Sheet n°13: Prepare for the exercise of people’s rights
The persons whose data you process have rights on his or her data: right of access, to rectification, to object, to erasure, to data portability and to restriction of processing. You must give them the means to effectively exercise their rights and provide in your computer systems the technical tools that will allow their rights to be properly taken into account.
Preparing in advance how they will contact you and how you will deal with their requests will enable you to manage the exercise of these rights effectively.
Minimum measures to be put in place
- In order to facilitate the exercise of people’s rights, these rights may also be implemented, in whole or in part, directly in the application or software you develop. This specific implementation is not mandatory, but it allows you to meet users’ expectations and reduce the time and complexity of processing this type of request.
- Above all, in case of access or operations directly performed by a person who exercises his or her rights, do not forget to manage his authentication in a secure way. Overall, trace also all operations that have an impact on his or her personal data.
Here are some examples of rights and their possible implementation
- Right of access: people have the right to obtain a copy of all the information you have about them. This allows, among other things, a person to know whether data concerning him or her is being processed and to obtain a readable copy in an understandable format. In particular, it allows the accuracy of the data to be checked.
Possible implementation: Provide a functionality to display all data relating to a person. If there is a lot of data, you can split the data into several displays. If the data is too large, offer the person to download an archive containing all his or her data.
- Right to erasure: Persons have the right to request the deletion of all the data you hold on them.
- Provide a functionality to erase all data relating to a person.
- Also provide for automatic notification of processors to also erase the data relating to that person.
- Provide for data erasure also in backups, or provide an alternative solution that does not restore erased data relating to that person.
- Right to object: individuals have the right to object in certain cases to their data being used for a specific purpose.

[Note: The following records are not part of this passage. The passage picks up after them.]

PR #815, opened 2026-06-24
Add LAMMPS pair_matgl + Kokkos plugin, add GPU CI job

drakeyu:
## Summary
- Fix the `pair_matgl`/`pair_matgl/kk` ghost-row bug: periodic neighbors were folded onto duplicate ghost rows with `unit_shifts` always zero, which silently dropped TensorNet's outgoing messages since the model needs exactly one consistent row per physical atom. Now every edge resolves to its local row via `atom->map()`, with an explicit integer `unit_shifts` recovered from the ghost/local position offset — fixes a ~30-42 eV energy gap against the native matgl/ASE calculator.
- Sync `lammps/src/KOKKOS/pair_matgl_kokkos.{cpp,h}` with the version actually exercised on hardware (this fix + the virial sign fix + a `Kokkos::LayoutRight` fix for `edge_index`/`unit_shifts` views + correct GPU device selection + a multi-rank guard) — previously these only existed in a separately-patched build tree and had drifted from this repo.
- Update the README's "Implementation notes" to describe the actual algorithm instead of the old (buggy) ghost-position description.
- Add a `build_pair_matgl_kokkos` CI job mirroring the existing CPU job, for when a self-hosted CUDA runner is registered against this repo.

## Test plan
- [x] Single-point energy/stress on the 4-atom Mo-S test deck (`lammps/tests/in.matgl_si`) matches the Python reference (`python_reference.py`) to ~2e-6 eV, run via `-k on g 1 -sf kk` on an A100 GPU.

### DIFF
--- a/.github/workflows/lammps-build.yml
+++ b/.github/workflows/lammps-build.yml
@@ -9,9 +9,12 @@ name: LAMMPS pair_matgl build
 #   * gcc/g++/cmake/python3.
 # If any of those are missing the workflow falls back to downloading them.
 #
-# Kokkos / GPU variant is *not* exercised here — GitHub-hosted runners have
-# no GPU. Phase-3 hardware testing is delegated to a self-hosted CUDA
-# runner (TODO).
+# A second job, build_pair_matgl_kokkos, exercises the Kokkos/GPU variant
+# (pair_style matgl/kk). It needs a self-hosted runner labeled
+# [self-hosted, gpu, cuda] with an NVIDIA driver + nvcc on PATH — there is
+# no such runner registered against this repo today, so the job will queue
+# forever until one exists. Verified manually on a single-GPU NERSC node;
+# not yet exercised by this workflow.
 
 on:
   push:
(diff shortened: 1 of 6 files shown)


shyuep:
🤖 **Automated PR review** (generated by Claude on behalf of @shyuep). Based purely on the diff + current GitHub Actions state; no code was executed locally.

Substantive correctness fix to the `pair_matgl/kk` Kokkos pair style, plus syncing the in-repo source with the hardware-tested build.

**Ghost-row fix (the core):** Edges now resolve to the owning local row via `atom->map(atom->tag[j])`, with an explicit integer `unit_shifts` recovered from `x[j] - x[j_local]` through `domain->h_inv` and rounded. This matches the CPU `pair_matgl` approach and the affine `x2lamda` map (boxlo cancels in the difference — correct). Folding every edge onto one consistent physical-atom row is the right fix for TensorNet message passing, and explains the ~30–42 eV gap. ✅

**Virial sign fix:** `virial -= va` (model returns `dE/dstrain = -W`; LAMMPS convention is `W = Σ r⊗f`), consistent with the `pair_gnnp` reference. Good catch. ✅

**LayoutRight on `edge_index`/`unit_shifts`** ensures contiguous rows matching the torch tensor layout; **GPU selection via `cudaGetDevice()`** is more robust than `local_rank`; **multi-rank guard** (`error->all` when `nprocs>1`) correctly enforces the single-rank assumption and is documented in the README. ✅

**Minor:** `local_row_of_` is rebuilt host-side every `compute()` (an `atom->map` loop + `deep_copy`), i.e. O(nall) host work + a sync per step. Fine for the supported single-GPU small-system case and the comment acknowledges it, but worth revisiting if larger systems become a target.

**⚠️ CI coverage gap:** the only green check here is `lint`. The CPU parity job (`lammps-build`) does not appear to have run on this PR, and the new `build_pair_matgl_kokkos` job targets `[self-hosted, gpu, cuda]` — no such runner is registered, so it will queue until `timeout-minutes: 60`. Net: the fix is currently validated only by the manual A100 run described in the PR body, with no executed CI parity check. Recommend confirming the CPU `lammps-build` parity job runs (and passes) on this PR before merge.

**Verdict:** Code is correct and well-reasoned — LGTM on the diff. Main caveat is the absence of executed CI parity coverage; merge once the CPU job is green or hardware parity is re-confirmed.

shyuep:
@drakeyu Thanks. I merged this version first. You can keep tweaking and submit new PRs as we improve this.

PR #817, opened 2026-06-30
Mkphuthi/training helpers [WIP]

mkphuthi:
## Summary

Major changes:

- feature 1: Added some scripts to train and finetune models with flexibility to change datasets, schedulers and optimizers. 
    - I have found that finetuning can be unstable with the default CosineAnnealingLR scheduler, so this flexibility allows using LR warmup and another scheduler such as ReduceLROnPlateau.  Other best practices can be integrated as we find them
    - The training script is driven entirely by a config yaml/json with documented examples provided
    - The trainers load either pymatgen jsons or ASE-readable files and allows the user to specify the stress unit so conversion is done internally
 
- fix 1: The scheduler was stepping twice per epoch, this is the only change that affects the original source. It does not affect trained models but does point out that every model that has been trained so far has actually been stepped for half as many epochs as the reported number

## Todos

- Right now the training script is run by directly calling them from the scripts directory. Perhaps a cleaner implementation would be to integrate with the cli so you can call "mgl train config.yaml" or "mgl finetune config.yaml" but this requires a more significant refactor

## Checklist

- [ ] Train a FP to test

### DIFF
--- a/docs/changes.md
+++ b/docs/changes.md
@@ -7,6 +7,11 @@ nav_order: 3
 # Change Log
 
 ## Unreleased
+- **Config-driven training scripts (`scripts/train/`).** New `train_pes.py` and `finetune_pes.py`,
+  driven by a single YAML/JSON config (example configs included). Support: optimizer/scheduler by name
+  (`torch.optim` / `lr_scheduler`, default `CosineAnnealingLR`), optional linear LR warmup, datasets
+  from pymatgen JSON or ASE files (`.extxyz`/`.traj`), `stress_unit` conversion to GPa, train/val/test
+  or on-the-fly split, checkpoint/resume, and CSV/W&B logging.
 - **Bug fix: LR schedulers now step once per epoch.** `MatglLightningModuleMixin` previously advanced
   the learning-rate scheduler twice per epoch — once in `on_train_epoch_end` and once via Lightning,
   because `configure_optimizers` returned the `([opt], [sched])` list form that Lightning also steps.
--- a/docs/changes.md
+++ b/docs/changes.md
@@ -6,6 +6,19 @@ nav_order: 3
 
 # Change Log
 
+## Unreleased
+- **Bug fix: LR schedulers now step once per epoch.** `MatglLightningModuleMixin` previously advanced
+  the learning-rate scheduler twice per epoch — once in `on_train_epoch_end` and once via Lightning,
+  because `configure_optimizers` returned the `([opt], [sched])` list form that Lightning also steps.
+  `configure_optimizers` now returns an explicit `lr_scheduler` config (`interval="epoch"`,
+  `frequency=1`, plus `monitor` for `ReduceLROnPlateau`) and the manual `on_train_epoch_end` step has
+  been removed. **This does not affect any saved/deployed model** (the Lightning module is a training
+  harness and is never serialized; `matgl.load_model(...)` and inference are unchanged), but **models
+  retrained with the default `CosineAnnealingLR(T_max=decay_steps)` will differ slightly**, since the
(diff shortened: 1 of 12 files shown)


shyuep:
This is fine, but don't we already have a MGLPotentialTrainer? I suggest we work from that and add the config.yaml and CLI.

shyuep:
🤖 **Automated PR review by Claude** (posted via @shyuep). Based on static analysis of the diff; no code was executed locally. Note: PR is marked **[WIP]**, so this is preliminary.

**Config-driven training scripts + LR-scheduler fix.** Well-structured and thoroughly documented. Main comments:

- ✅ **The LR-scheduler double-step fix is real and correct.** Returning `([opt],[sched])` while also stepping in `on_train_epoch_end` did advance the schedule twice/epoch. Moving to the explicit `lr_scheduler` config (`interval`/`frequency`, `monitor` only for `ReduceLROnPlateau`) is the right fix.
- ⚠️ **Backward-compat / behavior change for all existing users**, not just the new scripts: with the double-step removed, default `CosineAnnealingLR(T_max=decay_steps)` now spans `decay_steps` epochs instead of `decay_steps/2`. Retrained models will differ. The changelog documents this and gives the `decay_steps/2` workaround — good — but please call it out prominently in release notes since it silently changes existing training runs.
- 🔹 Per @shyuep's comment: reconcile with the existing `MGLPotentialTrainer` before adding a parallel training path — worth confirming these scripts build on it rather than duplicating dataset/trainer plumbing.
- 🔹 `lr_scheduler_monitor` default `"val_Total_Loss"` only matters for `ReduceLROnPlateau`; confirm that metric key is actually logged during validation, else plateau scheduling will error.
- 🔹 No CI checks are reported on this branch — get lint + tests green (incl. the new `tests/scripts/train/` and `tests/utils/test_training.py`) before this leaves WIP.

Nice work overall; the scheduler bug fix alone is valuable.

shyuep (commented):
*Automated PR review generated by Claude on behalf of @shyuep.*

Useful direction: config-driven train/finetune scripts with pluggable schedulers/optimizers (LR warmup + ReduceLROnPlateau for finetuning stability) plus tests. Noted as WIP; current blockers:

- Branch has merge conflicts with main — please rebase.
- CI has not run on this branch, so no automated verification yet.
- At +1597/−14 across scripts, `utils/training.py`, and tests, consider whether the `training.py` changes can land separately from the example scripts to ease review.

Happy to re-review once conflicts are resolved and CI runs.

shyuep (commented):
**🤖 Automated PR review generated by Claude** (posted via @shyuep's scheduled review routine)

The most important part of this PR is the scheduler fix in `src/matgl/utils/training.py`: the old code both returned the scheduler from `configure_optimizers` (Lightning auto-steps it per epoch) *and* stepped it manually in `on_train_epoch_end`, so every scheduler was stepped 2x per epoch. Moving to a proper `lr_scheduler` config dict (with `interval`/`frequency`, and `monitor` for `ReduceLROnPlateau`) is the correct fix, and the implication that all previously trained models effectively used half the reported decay schedule is worth documenting prominently.

Comments on the rest:

- The config-driven train/finetune scripts (`scripts/train/`) are useful, and the example YAMLs + tests are appreciated. Agree with the stated TODO that `mgl train config.yaml` CLI integration would be cleaner — fine as a follow-up.
- `lr_scheduler_interval`/`lr_scheduler_monitor` plumbed through both `ModelLightningModule` and `PotentialLightningModule` consistently — good.
- No CI checks have run on this branch (likely awaiting workflow approval as a first-time-contributor branch) — needs a maintainer to approve the run before this can be evaluated for merge. Still marked WIP with an unchecked "train a FP to test" item.

Suggest splitting consideration: the scheduler fix is merge-ready on its own merits once CI runs; the training scripts can iterate.

PR #556, opened 2016-08-03
Improve developer pleasure

krzkaczor:
This PR adds:
 - one command to start development `npm run dev`
 - **react and redux dev tools**
 - redux logger middleware

These things work only in development mode. It's greatly inspired by https://github.com/chentsulin/electron-react-boilerplate

PR #691, opened 2016-09-05
Add support for Chrome DevTools extensions

Rowno:
Allows people to install arbitrary Chrome DevTools extensions via their config file. Also adds integration for the Redux DevTools extension.


lib/index.js
```diff
@@ -22,11 +22,15 @@ webFrame.setZoomLevelLimits(1, 1);
...
-    effects
+  compose(
+    applyMiddleware(
+      thunk,
+      plugins.middleware,
+      thunk,
+      effects
+    ),
+    // Redux DevTools extension integration
+    window.devToolsExtension ? window.devToolsExtension() : f => f
```
timneutkens: Just curious what `window.devToolsExtension ? window.devToolsExtension() : f => f` does?
Could it be simplified to: `window.devToolsExtension ? window.devToolsExtension() : false`? Since I don't see why there should be an arrow function there?

Rowno: Not sure, I just used the recommended setup: https://github.com/zalmoxisus/redux-devtools-extension#12-advanced-store-setup

I'm guessing `compose()` expects a function, so a noop function that just returns what it's given (`f => f`) is used when the Redux Devtools extension hasn't been installed yet.

timneutkens: Just implemented redux-devtools yesterday in another project. since it's a middleware what I was saying makes no sense at all haha.

rauchg:
This is incredible. I wonder if bundling and requiring `electron-devtools-installer` adds significant overhead to bootup time? Since it's a dev only feature, we have to be careful there

Rowno:
I'm not sure if this pull request is still relevant since #556 was merged?

Rowno:
Using a plugin for this is a better approach: https://www.npmjs.com/package/hyperterm-install-devtools

PR #693, opened 2016-09-06
Split Panes

ekmartin:
This adds an initial implementation of split panes, as shown in the screenshot below.
Split Panes

## Features
* Split panes can be created by hitting `Cmd+D` and `Cmd+Shift+D` (which are also accessible from the `Window` menu).
* Split panes can be arbitrarily nested, and support tabs like you'd expect.
* The active pane can be changed with mouse clicks, or by cycling through them using `Show Next Pane`/`Show Previous Pane`.
* Panes can be closed with `CmdOrCtrl+W`.

## How
There's definitely lots of ways to implement something like this, however I've opted for a pretty Redux heavy direction. The whole split pane structure is stored in a new reducer, `term-groups.js`, which reacts to create/remove/focus change actions and adapts the structure as needed.

### Reducer Structure
The `term-groups` reducer maintains a tree like structure of the different tabs.
The split structure in the screenshot would resemble something like this:

```
   +-----+Root+----+
   |               |
   v               v
++Left++       ++Right++
|      |       |   +   |
v      v       v   v   v
S      S       S   S   S
```

Each term group would have the following properties:
* `uid` - group identifier
* `parentUid` - the parent's `uid`
* `sessionUid` - if the group is a leaf node, conforms to the actual session's `uid`
* `direction` - what direction the split is created in (only for internal nodes)
* `children` - an array of uids of the term group's children.

Additionally, the reducer holds a mapping between each root term group and their respective active `sessionUid`, so that you can change tabs without losing the focus of the session you'd selected. 

### Caveats
To be able to create new term groups the `SESSION_ADD` action is hijacked, and the split direction (if it's a split that caused the new session to be created) is added [here](https://github.com/ekmartin/hyperterm/blob/splits/lib/actions/term-groups.js#L20-L23). This feels a bit dirty, and I'd love suggestions on how this could be improved (and suggestions on how to improve the data structure in general!).

### Rendering
The actual split panes are rendered using [react-split-pane](https://github.com/tomkp/react-split-pane) at the moment, but this probably needs to be changed before this is ready for primetime. A few issues:
* It doesn't support [more than two split panes](https://github.com/tomkp/react-split-pane/issues/81) out of the box without nesting split panes ([workaround](https://github.com/ekmartin/hyperterm/blob/splits/lib/components/term-group.js#L28-L47)).
* The styling is a slightly awkward. This could be fixed with an upstream pull request to allow custom class names for the pane divider (resizer), so we could use it with Aphrodite.
* Mouse resizing also seems a bit glitchy, but this might be an issue on our end as well - haven't spent too much time on it yet.

We could either look into fixing these issues upstream, or just implement our own flexbox heavy approach.

### ✅  Preserving already created hterm instances
At the moment we're creating hterm instances at the bottom of the React hierarchy, in the `Term` component. This doesn't work very well with split panes, since `Term`s will be removed and recreated when the split pane structure is changed. That means the same happens to their respective hterm instances, which means that sessions lose their output when splitting (i.e. needs to be fixed before splits are usable).

One of the ways of solving this would be to create hterm instances at a higher level, and then pass them down to the `Term` component. This could either be in a React component such as `Terms`, or even in a Redux reducer. The latter may sound a bit crazy, but I think it might make sense together with the current reducer structure. I'm interested in more ideas around this though.

### ✅  Hotkeys
This definitely needs some bikeshedding. Even if we need a way of configuring hotkeys in the future, sane defaults will always be important. As mentioned splits are currently created with `CtrlOrCmd+D` and `CtrlOrCmd+Shift+D`. `Cmd+D` is definitely okay, but `Ctrl+D` obviously isn't 😙. Maybe we can change it based on the user's OS. What would be a decent hotkey set for Linux?

There also isn't a hotkey for rotating back and forth between your open split panes yet. iTerm defaults this to `Cmd+[`/`Cmd+]`, however this doesn't work on a lot of European keyboards. Personally I'd prefer something like `Ctrl+Tab`/`Ctrl+Shift+Tab`, which we've currently set to changing tabs (afaik it doesn't work though, the combination is eaten by hterm). 

**EDIT:** Cycling between split panes is currently bound to `Ctrl+Alt+Tab` and `Ctrl+Shift+Alt+Tab`.

In the future we should definitely also support changing panes based on direction (`Cmd+Alt+Arrow` in iTerm).

### ✅  Resizing
Drag and drop resizing of split panes sort of works at the moment, but it's really glitchy.

### ✅  Styling
Needs to support custom styling in the same way as the rest of HyperTerm. We could probably add some sort of indicator to show what pane is in focus (i.e. an overlay over the inactive panes, like iTerm) as well.

### Bugs
- [x] Clicking to change focus doesn't work when applications such as `vtop/htop` are open.
- [x] Splitting panes will make `git status` output look funky (and probably other resizing issues) - [screenshot](https://cloud.githubusercontent.com/assets/3536982/18336213/60507c2c-7553-11e6-9e44-53a98961f342.png).
- [x] A tab will sometimes crash after a pane is closed, needs more investigation.
- [x] Closing the last tab won't exit HyperTerm (regression).
- [x] Creating multiple horizontal splits is buggy.
- [x] Webviews don't respect focus changes as they should.

...and probably a lot more!

## Binary
I really recommend pulling down the branch, however I've made a binary that can be downloaded here: https://github.com/ekmartin/hyperterm/releases/download/0.8.0-splits.5/mac.zip (updated 2016-10-02)


matheuss:
THAT'S FREAKING AWESOME

chabou:
Great work !

I found a little bug when you reduce the height of a horizontally splitted tab, the bottom one keeps its original size.
But it seems to be a react-split-pane bug : if I add ```display: flex```to the second Pane div, it fixes its size. 
Maybe related to https://github.com/tomkp/react-split-pane/issues/106

How can we help you with this PR ?

ekmartin:
Thanks! 

@chabou I think the main steps in moving forward will be deciding on what the correct direction to go regarding actions/reducers is, and what to do with the hterm instance issue I mentioned above. 

I'm going to be looking into what to do with `react-split-pane`, probably by seeing if reimplementing some of the functionality directly in HyperTerm might be better than using it.

If you're interested in helping out with some of the bugs that need to be squashed before it's ready that would be helpful. Quick summary:

* Clicking to change focus doesn't work when applications such as vtop/htop are open.
Normally this is done by attaching a `focus` listener [here](https://github.com/ekmartin/hyperterm/blob/splits/lib/components/term.js#L75-L78), however this is never fired when you for example click on a term that has `htop` open.

* A tab will sometimes crash after a pane is closed.
Try opening a few splits in different tabs, then closing them. Usually it works fine, but I've seen it crash a few times.

* Hotkeys for cycling back and forth between split panes.

piotr-yuxuan:
This feature (plus some minor bug corrections) is what stops me (aka the average coding Joe ^^) from switching from iTerm to hyperTerm
So I just drop this message as a support to the team! :)

iamstarkov:
seems like all todos are implemented and all bugs are resolved

iamstarkov:
@ekmartin @rauchg thank you for all the work done in this issue.
Can you share some news/plans on this pr?

ekmartin:
@iamstarkov: We found a few bugs with multiple horizontal (Y-directional) split panes, we're looking into that now :)

austinyearlykim:
It's crazy seeing a vital feature like this in progress in real time right now.  I'M SO STOKED

flybayer:
I just realized I'm testing `zet:add/splits` instead of `ekmartin:splits`. Which branch should we be testing?

maxdeviant:
@flybayer Doesn't `Cmd/Ctrl + -` conflict with zoom out?

We should just make the hotkeys configurable :smile:

flybayer:
@maxdeviant oops yes :laughing: I guess I'm actually using `Meta + -` and `Meta + \` and forgot the difference. Is `Meta + -` and `Meta + \` a viable default for this?

ekmartin:
@flybayer: the exit bug should be fixed with b2ca957 :)

ekmartin:
@flybayer: I added the split hotkeys `Ctrl+Shift+O` (horizontal) and `Ctrl+Shift+E` (vertical) - stolen from Gnome Terminator. If there's better options we can open an issue and do some bikeshedding after this has been merged :)

iamstarkov:
🎉 yay 🎉

iamstarkov:
any plans to release?

naim:
This would be really nice to get into mainline.

chabou:
I think it is included in 0.8.1 release https://github.com/zeit/hyper/releases/tag/0.8.1

iamstarkov:
@naim @chabou thats true

iamstarkov:
@naim though you need to download hyper. before it was hyperterm and has been renamed

chabou:
`In Progress` and `Review Needed` labels seem confusing 😄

Possible implementation: provide a functionality allowing the data subject to object to the processing. When the data subject exercises his or her right to object in this way, the controller must delete data already collected, and must not subsequently collect any more data related to that person.
- Right to data portability: Individuals have the right to retrieve their data in a machine-readable format for their own use or for transfer to another organisation.
Possible implementation: Provide a feature that allows the data subject to download his or her data in a standard machine-readable format (CSV, XML, JSON, etc.).
- Right to rectification : Individuals have the right to request the modification of their data when it is incorrect in order to limit the use or dissemination of erroneous information.
Possible implementation: Allow to directly modify data in the user account.
- Right to restriction of processing: individuals have the right to request that the processing of their data be blocked for a certain period of time, e.g. the time to examine a dispute on their part regarding the use of their data or a request to exercise rights.
Possible implementation: Allow administrators to put data about a person in “quarantine”: this data can then no longer be read or modified.
- The Data & Design site developed by the CNIL’s Digital Innovation Laboratory develops these concepts and contains examples of interfaces for exercising rights.
- Finally, be inventive! (In case of doubt, ask the CNIL for advice).